Common Mistakes to Avoid

  • Relying on global state or singletons across requests.
  • Unparameterized SQL or string concatenation in queries.
  • Neglecting security reviews for live-tracking endpoints.
  • Over-optimistic assumptions about real-time data throughput.
  • Ignoring migrations and data seeding in development.

Related Cursor rules templates

Explore adjacent Cursor rules templates for similar stacks, workflows, and production constraints.

FAQ

What is a Cursor rules template for a logistics fleet management app?

A Cursor rules template provides a copyable .cursorrules block and stack-specific guidelines to help Cursor AI reason about a Node.js + PostgreSQL fleet app with vehicles, drivers, routes, fuel, maintenance, and live tracking.

What stack does this template target?

Node.js with Express, TypeScript, PostgreSQL, Knex, Socket.IO for live tracking, and JWT-based authentication. The rules enforce safe AI-assisted development and consistent architecture.

How should live tracking be modeled?

Live tracking should stream vehicle locations via WebSocket, store only necessary coordinates in a LiveLocation entity, and persist logs in PostgreSQL with proper indexing and privacy controls.

What are the prohibited actions?

Do not execute arbitrary code or eval, avoid concatenated SQL or unsafe raw queries, do not expose secrets in logs, and avoid architecture drift by enforcing repository/service boundaries.

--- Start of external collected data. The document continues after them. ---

PR #1326, opened 2022-09-29
docs: expose `enabled` devtools options in the documentation

FKSI:
## Summary

Document the `enabled` option for devtools middleware.

## Check List

### DIFF
--- a/docs/recipes/recipes.mdx
+++ b/docs/recipes/recipes.mdx
@@ -379,6 +379,8 @@ import { devtools } from 'zustand/middleware'
 const useStore = create(devtools(store))
 // Usage with a redux store, it will log full action types
 const useStore = create(devtools(redux(reducer, initialState)))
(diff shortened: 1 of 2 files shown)


chrisk-7777:
Looks really good @FKSI 

We're currently in the process of transitioning more and more of the readme/wiki over into the docs (https://docs.pmnd.rs/zustand/recipes/recipes#redux-devtools)

Could we capture the above in here too: https://github.com/pmndrs/zustand/blob/main/docs/recipes/recipes.mdx

FKSI:
@chrisk-7777  didn't know about the transition (which I think provide def. a better dev experience). I made the requested change :).

chrisk-7777 (approved):
Winner, thanks for making that addition. 

Also 100% agree about the docs

dai-shi:
Looks good.
Please note that we would prefer minimizing readme with moving some additional contents to docs out of readme.

PR #1330, opened 2022-09-30
docs: add instruction on how to install package using yarn in getting started section

Rec0iL99:
## Summary
Show users how to install zustand using yarn in the documentation website.

## Check List


dai-shi (commented):
I think this is a doc file still under construction.

chrisk-7777:
This one is still under construction. 

My only hesitation around adding the `yarn` version is its inconsistent with the other pmndrs doc sites, which only show `npm` installs. React Three Fiber, Jotai, etc only have `npm`. 

I'd probably lean towards consistency, what are your thoughts dai-shi?

dai-shi:
I don't mind having both npm and yarn _if_ that helps people. (unless it's in readme which we want to minimize.)

---
tbh, I assume yarn users know how to convert npm commands, but jotai and valtio readme files shows yarn commands, I guess.

chrisk-7777 (approved):

PR #1342, opened 2022-10-04
Typed redux action object

marckassay:
This PR introduces one exported TypeScript type (`ReduxAction`) that developers can use for using redux middleware. It requires one type parameter in the same shape as `FeatureEventActions`.

As mentioned in the modified doc of this PR:

"By leveraging typings as above eliminates the need to use any type assertions in reducers. It also enforces only valid values for properties of `action` objects that can increase productivity by eliminating mistakes by any developer."  

## Summary

It would be redundant to have a summary here since the modified doc and test files can be read clearly. At least I believe so.

## Check List

### DIFF
--- a/src/middleware/redux.ts
+++ b/src/middleware/redux.ts
@@ -3,44 +3,27 @@ import type { NamedSet } from './devtools'
 
 type Write<T, U> = Omit<T, keyof U> & U
 
-type LitObjAction = {
-  type: unknown
-} & Partial<{ [key: string]: unknown }>
-type TupleAction = [unknown, unknown?]
-type Action = LitObjAction | TupleAction
-type Tupleize<T> = T extends LitObjAction
-  ? [T]
-  : T extends TupleAction
-  ? T
-  : never
+type Action = { type: unknown }
 
-type StoreRedux<AIn, AOut> = {
-  dispatch: (...a: Tupleize<AIn>) => AOut
-
+type StoreRedux<A> = {
+  dispatch: (a: A) => A
   dispatchFromDevtools: true
 }
 
-type ReduxState<AIn, AOut> = {
-  dispatch: StoreRedux<AIn, AOut>['dispatch']
+type ReduxState<A> = {
+  dispatch: StoreRedux<A>['dispatch']
 }
 
-type WithRedux<S, A> = A extends [unknown, unknown]
-  ? Write<S, StoreRedux<A[0], A[1]>>
-  : never
+type WithRedux<S, A> = Write<S, StoreRedux<A>>
 
 type Redux = <
   T,
-  AIn extends Action,
-  AOut = AIn,
+  A extends Action,
   Cms extends [StoreMutatorIdentifier, unknown][] = []
 >(
-  reducer: (state: T, action: Required<AIn>) => T,
+  reducer: (state: T, action: A) => T,
   initialState: T
-) => StateCreator<
-  Write<T, ReduxState<AIn, AOut>>,
-  Cms,
-  [['zustand/redux', [AIn, AOut]]]
->
+) => StateCreator<Write<T, ReduxState<A>>, Cms, [['zustand/redux', A]]>
 
 declare module '../vanilla' {
   interface StoreMutators<S, A> {
@@ -54,36 +37,20 @@ type PopArgument<T extends (...a: never[]) => unknown> = T extends (
   ? (...a: A) => R
   : never
 
-type ReduxImpl = <T, AIn extends Action, AOut = AIn>(
-  reducer: (state: T, action: Required<AIn>) => T,
+type ReduxImpl = <T, A extends Action>(
+  reducer: (state: T, action: A) => T,
   initialState: T
-) => PopArgument<StateCreator<T & ReduxState<AIn, AOut>, [], []>>
+) => PopArgument<StateCreator<T & ReduxState<A>, [], []>>
 
 const reduxImpl: ReduxImpl = (reducer, initial) => (set, _get, api) => {
   type S = typeof initial
-  ;(api as any).dispatch = <A>(...action: Tupleize<A>) => {
-    let actionOut: any = action
-
-    const isLitObjAction = (arg: any): arg is [LitObjAction] =>
-      Array.isArray(arg) && arg.length === 1 && arg[0] instanceof Object
-
-    if (isLitObjAction(action)) {
-      actionOut = action.pop()
-    }
-
-    ;(set as NamedSet<S>)(
-      (state: S) => reducer(state, actionOut),
-      false,
-      actionOut
-    )
-
-    return actionOut
+  type A = Parameters<typeof reducer>[1]
+  ;(api as any).dispatch = (action: A) => {
+    ;(set as NamedSet<S>)((state: S) => reducer(state, action), false, action)
+    return action
   }
   ;(api as any).dispatchFromDevtools = true
 
-  return {
-    dispatch: <A>(...a: Tupleize<A>) => (api as any).dispatch(...a),
-    ...initial,
-  }
+  return { dispatch: (...a) => (api as any).dispatch(...a), ...initial }
 }
 export const redux = reduxImpl as Redux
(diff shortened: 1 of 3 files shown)


marckassay:
Hello @dai-shi! I just made another commit that reduces the footprint of this PR. I just realized TypeScript can infer the type from the `action` parameter of a reducer to the `dispatch` function of a store. So now the only change to the source code that would be modified if merged, is the type for the `a` parameter:

```typescript
dispatch: (a: PayloadOptionalIfUndefined<A>) => A
```

The type, `PayloadOptionalIfUndefined<A>` only enables when `A` is in the shape of `{type: any, payload: undefined}`, otherwise `A` is used. Although, `{type: any, payload: undefined}` can still be used if desired or if it's existing code (backward compatible).

I'm not sure exactly what you mean when you mentioned, "...`Ain` and `Aout` types". Other than "Action in" and "Action out" but exactly where is still unknown to me. At any rate, I don't believe there is a more minimal way than what I have now for `dispatch`.

The types from the previous commit are still in this PR. Again, the only exported type (`ReduxAction`) is the one the developer uses on the `action` parameter of a reducer if desired. I suppose those can be externalized as you suggested. Perhaps having a package that is simply a module augmentation of zustand's redux module that provides what this PR is proposing? If you prefer that then please close this PR and I'll do just that.

dai-shi:
Yeah, my suggestion wasn't clear, and it's because it's not yet clear to me either. Let me try something and if it works, I may add some commits.

dai-shi:
e9b0f4d is what I meant, but on second thought, it's not necessary and not correct typing anyway.

dai-shi:
> If you prefer that then please close this PR and I'll do just that.

So, you can either a) update docs accordingly, or b) close this and work on an external package.

marckassay:
Thanks dai-shi for [`e9b0f4d`](https://github.com/pmndrs/zustand/commit/e9b0f4dbb91c94e61ec37556239c087a0bc2ec68)! I have been experimenting with it by incorporating external TS types as you demonstrated in 'middlewareTypes.test.tsx'. Last week when attempting to implement a module augmentation of zustand, I noticed your comment and worked off your commit instead.

Having `AIn`and `AOut` is good! I noticed types can now be externalized especially for `AIn`. As for `AOut`, I’m not sure what benefit if any it can bring to zustand. I see that it’s used as the return type for `dispatch` and the `StateCreator` type. I also noticed that `AIn` is used for `dispatch`’s parameter and `reducer`’s action parameter. I’m not sure if that was intended. It might be best to keep `reducer`’s action parameter inferred and have your `AIn` be used for `dispatch`’s parameter. Therefore TS will infer `the reducer`’s action parameter and this opens up the possibility to override the `dispatch`’s parameter. This can allow having the “payload” parameter optional when `type` is set from a discriminated union. 

I’ll push here shortly, but in addition, I’ve added something else. I changed `dispatch` to be a variadic function. In addition to `action`/`a` parameter accepting a literal object with type property, it allows tuples (lengths of 1 or 2) to be used. Doing so required some changes to the implementation code. See the updated tests for more info. Let me know if this is something you’re interested in or not.

dai-shi:
I don't think `AIn`/`AOut` is good. It's kind of a lie.
I'm actually fine with making `A` type extends `unknown` if there is a use case. ( @devanshj suggested to follow redux convention, because it will not work well with `devtools`.)
I would hesitate to change the implementation code. If you have a big idea for new benefits/patterns, I would suggest to create a 3rd-party library.

src/middleware/redux.ts
```diff
@@ -3,27 +3,44 @@ import type { NamedSet } from './devtools'
...
+type TupleAction = [unknown, unknown?]
+type Action = LitObjAction | TupleAction
+type Tupleize<T> = T extends LitObjAction
+  ? [T]
+  : T extends TupleAction
+  ? T
+  : never
+
+type StoreRedux<AIn, AOut> = {
+  dispatch: (...a: Tupleize<AIn>) => AOut
```
dai-shi, line 18: I wonder it can be something like this:
```suggestion
type StoreRedux<A, Rest> = {
  dispatch: (a: A, ...rest: Rest) => A
```

src/middleware/redux.ts
```diff
@@ -37,20 +54,36 @@ type PopArgument<T extends (...a: never[]) => unknown> = T extends (
...
-    ;(set as NamedSet<S>)((state: S) => reducer(state, action), false, action)
-    return action
+  ;(api as any).dispatch = <A>(...action: Tupleize<A>) => {
+    let actionOut: any = action
+
+    const isLitObjAction = (arg: any): arg is [LitObjAction] =>
+      Array.isArray(arg) && arg.length === 1 && arg[0] instanceof Object
+
+    if (isLitObjAction(action)) {
+      actionOut = action.pop()
```
dai-shi, line 71: shouldn't mutate `action`. (but it's just a nit.)

dai-shi (changes requested):
I'm not sure if I understand the precise goal here,
but changing the implementation and types too much is not acceptable.
If it's really what you want and it values, I'd suggest to create a third-party library.

What I wonder is if unlimiting the type is enough or not:
```diff
- type Action = { type: unknown }
+ type Action = unknown
```

marckassay:
> ...but changing the implementation and types too much is not acceptable.

I concur. 

For this suggestion:

```typescript
type StoreRedux<A, Rest> = {
  dispatch: (a: A, ...rest: Rest) => A 
  ...
```

Would require changing the implementation code too. TS will see we're trying to lie to it again. :D And for `type Action = unknown`, there is something in zustand I believe would need to be changed. A discriminated union of `string | {type: unknown} | undefined` if I recall correctly.

But I just realized, the second type parameter of `redux` can have a different type than what the action parameter of the reducer is. So there *may* not be a need to change any code to have typed literal object actions available. Although tuple actions as we know would require changes in implementation code. I say *may* because the commit I just made, is a revert of redux.ts to what it was prior to this PR. But the test errors by TS when `devtools(...)` is uncommented. I'm not sure why that is exactly at this point but just wanted to get back to you before the end of the day for me here. Perhaps the error has something to do with the 3rd type parameter of `redux`?:

```
Cms extends [StoreMutatorIdentifier, unknown][] = []
```

dai-shi:
> for `type Action = unknown`, there is something in zustand I believe would need to be changed. A discriminated union of `string | {type: unknown} | undefined` if I recall correctly.

Yes, that breaks `devtools`, so we need to somehow deal with it.

Can you explain what was the issue with 225fec7?

marckassay:
I believe you are asking about [`e9b0f4d`](https://github.com/pmndrs/zustand/commit/e9b0f4dbb91c94e61ec37556239c087a0bc2ec68)? If so, there is no issue with that commit. However, I don't know what additional benefits it can provide. Perhaps I misunderstand its intent.

So this test works:
```typescript
    const useBoundStore = create(
      devtools(
        redux(
          (
            state: { count: number },
            { type, payload }: AppAction<FeatureEventActions>
          ) => {
            switch (type) {
              case 'grumpiness/increase':
                return { count: state.count + payload }
              case 'grumpiness/decrease':
                return { count: state.count - payload }
              case 'grumpiness/reset':
                return { count: 0 }
              default:
                return state
            }
          },
          { count: 0 }
        )
      )
    )
```

So apparently having no generic type parameters for `redux` prevents the TS error from occurring. 

Conclusion for this PR:

Since type constraints have been decided to be externalized and since there is no need to change the source code to accomplish this for either `dispatch` or a `reducer`'s action parameter, and changes to implementation code would be required to have `dispatch` as a variadic function, I think this PR can be closed. And having any documents demonstrating this would require all of the types to be shown which may be distracting to the reader, in my opinion. But creating an npm package that can be just those types, will be sufficient.

Thanks for your time @dai-shi! Hopefully, not too much time was wasted on your end. I definitely learned more about zustand's internals!

dai-shi:
> And having any documents demonstrating this would require all of the types to be shown which may be distracting to the reader, in my opinion. But creating an npm package that can be just those types, will be sufficient.

Okay, I get that.

I meant https://github.com/marckassay/zustand/tree/225fec71f77cc5aa2db8cbfccc9dd65467bfa2a6, which doesn't change the zustand code, but just makes your test pass with distracting types.

marckassay:
@dai-shi Ah, I understand. I just published [zustand-redux-extends-type](https://github.com/marckassay/zustand-redux-extends-type) to the npm registry. Thanks again for all your input!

Where do I paste the .cursorrules block?

Place the block at the project root as .cursorrules, then run the Cursor AI workflow to apply the rules during development.

What are the main entities in this domain?

Vehicle, Driver, Route, FuelLog, MaintenanceLog, and LiveLocation form the core entities, with relationships linking Vehicles to Drivers and Routes to Stops for planning and tracking.